*Your objective:*
Below is a block of records. Copy every line in it that contains the word "images".

---- Data to use

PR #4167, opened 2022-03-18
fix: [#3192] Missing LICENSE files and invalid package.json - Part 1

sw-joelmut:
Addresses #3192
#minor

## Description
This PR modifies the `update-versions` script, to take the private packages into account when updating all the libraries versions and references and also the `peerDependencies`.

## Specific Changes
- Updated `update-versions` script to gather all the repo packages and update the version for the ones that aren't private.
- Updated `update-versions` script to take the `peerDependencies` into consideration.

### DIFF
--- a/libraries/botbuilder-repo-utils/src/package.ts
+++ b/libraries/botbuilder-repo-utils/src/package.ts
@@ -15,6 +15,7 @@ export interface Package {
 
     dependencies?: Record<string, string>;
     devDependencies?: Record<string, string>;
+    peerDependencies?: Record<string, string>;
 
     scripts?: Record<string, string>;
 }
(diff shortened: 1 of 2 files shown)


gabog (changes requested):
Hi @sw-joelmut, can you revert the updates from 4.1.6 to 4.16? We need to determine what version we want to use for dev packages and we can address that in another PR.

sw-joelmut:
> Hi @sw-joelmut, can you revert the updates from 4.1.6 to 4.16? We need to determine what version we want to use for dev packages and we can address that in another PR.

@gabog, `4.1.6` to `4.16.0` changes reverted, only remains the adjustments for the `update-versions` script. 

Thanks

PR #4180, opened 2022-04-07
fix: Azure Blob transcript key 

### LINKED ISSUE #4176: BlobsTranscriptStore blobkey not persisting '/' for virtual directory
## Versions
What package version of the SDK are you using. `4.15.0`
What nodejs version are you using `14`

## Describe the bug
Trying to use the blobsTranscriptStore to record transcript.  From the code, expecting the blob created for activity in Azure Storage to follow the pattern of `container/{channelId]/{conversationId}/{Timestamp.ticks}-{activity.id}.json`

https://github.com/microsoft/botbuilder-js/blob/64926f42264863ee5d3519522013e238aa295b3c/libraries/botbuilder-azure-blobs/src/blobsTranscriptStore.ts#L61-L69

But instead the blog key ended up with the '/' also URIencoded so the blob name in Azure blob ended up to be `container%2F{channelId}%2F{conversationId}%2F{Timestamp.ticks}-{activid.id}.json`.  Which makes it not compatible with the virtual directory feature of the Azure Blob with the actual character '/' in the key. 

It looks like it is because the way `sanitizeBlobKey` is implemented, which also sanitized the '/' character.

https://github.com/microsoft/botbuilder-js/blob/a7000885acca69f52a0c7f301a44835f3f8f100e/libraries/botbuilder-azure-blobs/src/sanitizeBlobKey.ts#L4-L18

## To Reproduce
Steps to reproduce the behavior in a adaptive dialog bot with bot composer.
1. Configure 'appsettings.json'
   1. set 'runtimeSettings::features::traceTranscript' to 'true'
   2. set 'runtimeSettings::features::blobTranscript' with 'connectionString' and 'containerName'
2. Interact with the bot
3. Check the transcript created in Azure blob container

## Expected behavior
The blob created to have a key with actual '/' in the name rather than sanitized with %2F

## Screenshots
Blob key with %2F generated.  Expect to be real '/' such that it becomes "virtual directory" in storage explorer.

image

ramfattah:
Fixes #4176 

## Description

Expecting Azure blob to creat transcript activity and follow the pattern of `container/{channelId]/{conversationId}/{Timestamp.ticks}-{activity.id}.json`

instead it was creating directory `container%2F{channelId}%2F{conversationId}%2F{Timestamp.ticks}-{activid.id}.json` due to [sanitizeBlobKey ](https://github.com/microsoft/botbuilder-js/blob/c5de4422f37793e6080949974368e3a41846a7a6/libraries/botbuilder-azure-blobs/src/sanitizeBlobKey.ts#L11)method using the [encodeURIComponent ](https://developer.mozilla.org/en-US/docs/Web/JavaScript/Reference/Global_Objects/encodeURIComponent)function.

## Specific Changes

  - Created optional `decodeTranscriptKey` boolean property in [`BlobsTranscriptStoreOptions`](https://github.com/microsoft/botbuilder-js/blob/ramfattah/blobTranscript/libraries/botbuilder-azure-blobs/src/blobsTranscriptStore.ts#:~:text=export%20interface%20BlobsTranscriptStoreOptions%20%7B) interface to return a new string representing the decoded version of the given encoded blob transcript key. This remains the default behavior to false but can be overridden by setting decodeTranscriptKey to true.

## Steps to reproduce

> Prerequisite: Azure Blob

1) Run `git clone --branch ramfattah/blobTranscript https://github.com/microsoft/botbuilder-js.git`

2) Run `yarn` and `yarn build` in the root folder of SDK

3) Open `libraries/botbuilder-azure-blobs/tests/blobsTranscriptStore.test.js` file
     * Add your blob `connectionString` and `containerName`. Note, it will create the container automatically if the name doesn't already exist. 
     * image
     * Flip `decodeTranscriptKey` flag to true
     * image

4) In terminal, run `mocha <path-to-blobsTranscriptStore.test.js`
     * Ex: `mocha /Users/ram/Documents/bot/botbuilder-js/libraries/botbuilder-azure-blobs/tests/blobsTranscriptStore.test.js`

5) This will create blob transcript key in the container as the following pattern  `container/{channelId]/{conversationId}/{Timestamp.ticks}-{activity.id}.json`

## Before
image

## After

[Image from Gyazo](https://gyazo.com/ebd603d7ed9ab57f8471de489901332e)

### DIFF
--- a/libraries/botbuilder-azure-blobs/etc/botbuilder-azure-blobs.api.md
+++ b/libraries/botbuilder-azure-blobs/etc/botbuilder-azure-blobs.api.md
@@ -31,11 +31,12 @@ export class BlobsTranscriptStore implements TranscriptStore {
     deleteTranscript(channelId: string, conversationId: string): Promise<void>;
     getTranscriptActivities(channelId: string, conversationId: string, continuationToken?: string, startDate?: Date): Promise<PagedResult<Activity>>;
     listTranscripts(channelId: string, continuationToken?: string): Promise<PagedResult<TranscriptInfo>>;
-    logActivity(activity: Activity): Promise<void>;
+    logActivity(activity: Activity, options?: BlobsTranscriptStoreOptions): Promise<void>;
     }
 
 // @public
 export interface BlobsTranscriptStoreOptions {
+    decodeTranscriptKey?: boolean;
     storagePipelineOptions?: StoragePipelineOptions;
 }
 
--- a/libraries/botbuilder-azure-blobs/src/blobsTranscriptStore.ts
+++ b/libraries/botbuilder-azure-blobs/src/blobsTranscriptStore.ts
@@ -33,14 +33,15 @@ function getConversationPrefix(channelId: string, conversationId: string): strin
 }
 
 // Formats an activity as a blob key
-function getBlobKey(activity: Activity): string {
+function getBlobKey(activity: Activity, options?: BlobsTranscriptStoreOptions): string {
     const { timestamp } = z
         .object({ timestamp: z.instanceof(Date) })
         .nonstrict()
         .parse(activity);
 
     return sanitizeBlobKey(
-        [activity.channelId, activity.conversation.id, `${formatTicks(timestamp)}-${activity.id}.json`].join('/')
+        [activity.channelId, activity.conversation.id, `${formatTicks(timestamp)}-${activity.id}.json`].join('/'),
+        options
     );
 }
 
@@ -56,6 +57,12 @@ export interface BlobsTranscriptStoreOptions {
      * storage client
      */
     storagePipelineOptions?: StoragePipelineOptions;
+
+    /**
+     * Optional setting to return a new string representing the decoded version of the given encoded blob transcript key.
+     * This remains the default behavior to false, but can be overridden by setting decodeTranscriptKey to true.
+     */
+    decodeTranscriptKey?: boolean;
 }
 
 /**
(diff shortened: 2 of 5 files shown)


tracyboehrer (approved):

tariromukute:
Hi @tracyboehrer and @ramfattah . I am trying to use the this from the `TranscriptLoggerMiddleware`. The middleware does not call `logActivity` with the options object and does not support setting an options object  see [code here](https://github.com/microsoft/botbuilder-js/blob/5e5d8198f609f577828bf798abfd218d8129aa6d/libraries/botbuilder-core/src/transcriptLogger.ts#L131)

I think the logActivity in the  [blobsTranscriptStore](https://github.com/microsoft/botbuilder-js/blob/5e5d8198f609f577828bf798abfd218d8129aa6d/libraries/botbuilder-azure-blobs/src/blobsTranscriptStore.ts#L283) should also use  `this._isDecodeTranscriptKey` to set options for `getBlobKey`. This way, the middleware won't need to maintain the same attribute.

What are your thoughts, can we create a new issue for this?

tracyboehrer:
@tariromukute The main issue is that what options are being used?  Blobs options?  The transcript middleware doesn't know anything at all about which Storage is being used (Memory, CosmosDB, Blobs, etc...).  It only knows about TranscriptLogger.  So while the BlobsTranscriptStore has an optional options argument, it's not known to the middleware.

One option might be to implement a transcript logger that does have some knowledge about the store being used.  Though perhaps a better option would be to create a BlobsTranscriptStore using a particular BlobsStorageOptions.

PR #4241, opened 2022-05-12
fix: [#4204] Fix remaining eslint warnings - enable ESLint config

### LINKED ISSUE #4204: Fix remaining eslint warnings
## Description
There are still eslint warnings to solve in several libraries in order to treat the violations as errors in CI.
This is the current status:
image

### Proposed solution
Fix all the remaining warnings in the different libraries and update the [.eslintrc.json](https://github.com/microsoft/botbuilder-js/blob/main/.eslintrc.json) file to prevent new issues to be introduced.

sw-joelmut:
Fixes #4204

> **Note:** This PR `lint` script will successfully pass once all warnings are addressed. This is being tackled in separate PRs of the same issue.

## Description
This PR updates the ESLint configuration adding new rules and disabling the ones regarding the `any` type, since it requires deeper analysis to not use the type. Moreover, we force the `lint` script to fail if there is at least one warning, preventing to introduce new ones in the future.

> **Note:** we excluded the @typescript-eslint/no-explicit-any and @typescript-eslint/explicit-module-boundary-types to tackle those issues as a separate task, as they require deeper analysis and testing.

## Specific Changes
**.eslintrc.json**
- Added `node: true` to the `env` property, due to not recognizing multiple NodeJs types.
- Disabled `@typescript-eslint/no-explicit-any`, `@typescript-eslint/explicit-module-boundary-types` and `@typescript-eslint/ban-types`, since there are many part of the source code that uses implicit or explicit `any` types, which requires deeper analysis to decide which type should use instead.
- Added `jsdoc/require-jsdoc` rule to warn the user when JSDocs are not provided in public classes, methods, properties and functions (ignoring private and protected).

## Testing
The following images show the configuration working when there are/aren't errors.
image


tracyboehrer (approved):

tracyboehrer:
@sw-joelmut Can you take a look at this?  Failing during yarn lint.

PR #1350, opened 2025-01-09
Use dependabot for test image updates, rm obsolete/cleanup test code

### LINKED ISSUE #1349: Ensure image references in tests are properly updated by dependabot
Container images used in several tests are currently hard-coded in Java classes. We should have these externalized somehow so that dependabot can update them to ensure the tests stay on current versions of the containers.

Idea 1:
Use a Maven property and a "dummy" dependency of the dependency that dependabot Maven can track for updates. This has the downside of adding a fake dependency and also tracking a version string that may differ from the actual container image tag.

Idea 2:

--------

*Response to this exercise:*
The following images show the configuration working when there are/aren't errors.
Container images used in several tests are currently hard-coded in Java classes. We should have these externalized somehow so that dependabot can update them to ensure the tests stay on current versions of the containers.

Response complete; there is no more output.